PoisotLab / GBIF.jl

Functions and types to access GBIF data from Julia
https://ecojulia.github.io/GBIF.jl/latest/
Other
19 stars 4 forks source link

add Base `read!` method to read all occurances to the array #45

Closed rafaqz closed 3 years ago

rafaqz commented 3 years ago

Seems like it should be easier to just get all of the records? This is a very basic implementation. But read! seems like the most appropriate method to use.

From the docs for read!:

Read binary data from an I/O stream or file, filling in array.

It would be better if it was easy to change the "limit" keyword before doing this, setting it to 300. See #47

Example:

# Read the first occurrences
occ = occurrences("scienticName" => "Burramys parvus");
# get the rest
read!(occ)
codecov[bot] commented 3 years ago

Codecov Report

Merging #45 (85e5476) into main (5385cc9) will decrease coverage by 3.23%. The diff coverage is 100.00%.

Impacted file tree graph

@@            Coverage Diff             @@
##             main      #45      +/-   ##
==========================================
- Coverage   85.95%   82.72%   -3.24%     
==========================================
  Files          10       10              
  Lines         178      191      +13     
==========================================
+ Hits          153      158       +5     
- Misses         25       33       +8     
Flag Coverage Δ
unittests 82.72% <100.00%> (-3.24%) :arrow_down:

Flags with carried forward coverage won't be shown. Click here to find out more.

Impacted Files Coverage Δ
src/types/iterators.jl 100.00% <100.00%> (ø)
src/types/show.jl 0.00% <0.00%> (ø)
src/GBIF.jl 71.42% <0.00%> (+11.42%) :arrow_up:

Continue to review full report at Codecov.

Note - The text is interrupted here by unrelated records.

Issue #2958, opened 2022-05-19
Access action feedback within nav2_behavior_tree::BtActionNode  during node status BT::NodeStatus::RUNNING


gstrommer:
#### Feature description
I am using the nav2_behavior_tree::BtActionNode for executing a self defined ros2 action. When the action is running, action feedback is published by the action server. However, the nav2_behavior_tree::BtActionNode has not defined a feedback callback. I also could not find a way to access the action feedback at all. There was a similar issue that has been closed recently (#2839) with the same feature request. 

#### Implementation considerations
One could define a feedback_callback within the `send_goal_options` in the `send_new_goal()` function or the feedback could be accessible within the `void on_wait_for_result()` function.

Legend - Click here to learn more Δ = absolute <relative> (impact), ø = not affected, ? = missing data Powered by Codecov. Last update 5385cc9...85e5476. Read the comment docs.

rafaqz commented 3 years ago

Ok. I'll add a test somewhere too.

tpoisot commented 3 years ago

please update doc and use cases to see how it changes the code - also please add the code as it would currently be written in your issue

rafaqz commented 3 years ago

You mean read!(occ) ??? This is a very simple PR. The question is if you want it, before I add documenation.

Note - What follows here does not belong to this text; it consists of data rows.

PR #3650, opened 2023-06-23
Enable multiple MPPI path angle modes depending on preferences in behavior

SteveMacenski:
CC @doisyg 

Complimentary docs PR: https://github.com/ros-planning/navigation.ros.org/pull/439

- [x] needs tests for the other 2 operating modes
- [x] Needs testing from @doisyg to make sure it meets his specs


doisyg:
Very nice, tested all modes, all quadrants and all orientations. 
Behave as expected!

SteveMacenski:
Just waiting on CI + checking code cov to make sure everything is properly covered.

tpoisot commented 3 years ago

As I said in #47, I don't think it's a good idea. It used to be in the package, and the fact that some requests are very long ended up being not user-friendly.

rafaqz commented 3 years ago

This may not be the perfect approach, but downloading more than 300 records with a single function call is a reasonable thing to want. The R GBIF package lets you download up to 100,000 records with a single call:

https://docs.ropensci.org/rgbif/articles/rgbif.html#search-for-occurrences

Having that automated is something we can have here too.

GBIF also has a batch queue mode for occ_download for handling even larger requests: https://github.com/ropensci/rgbif/blob/master/R/download_queue.R#L37

Tim, to clarify, all of these PRs came directly from using GBIF data in R and trying to replicate the workflow in Julia, finding some things more difficult. This ease will be what people moving to Julia will be comparing to. I'm just looking at how we can match what they will be expecting.

rafaqz commented 3 years ago

Also note that the implementation of read! is identical to the while loop in the docs: http://docs.ecojulia.org/GBIF.jl/latest/examples/cardinal/

Using the while loop pedagologically leads us to #44 - size and length differ from the standard semantics in Julia, and we will have to explain that. read! hides that detail.

I was hoping to make a method we can use in other package documentation where GBIF provides point data for e.g. the extract method, and in other teaching examples.

tpoisot commented 3 years ago

If you can make a concrete proposal for #44 as an issue (not a PR), and when we get an agreement on that, we'll re-visit this PR. Closing for now.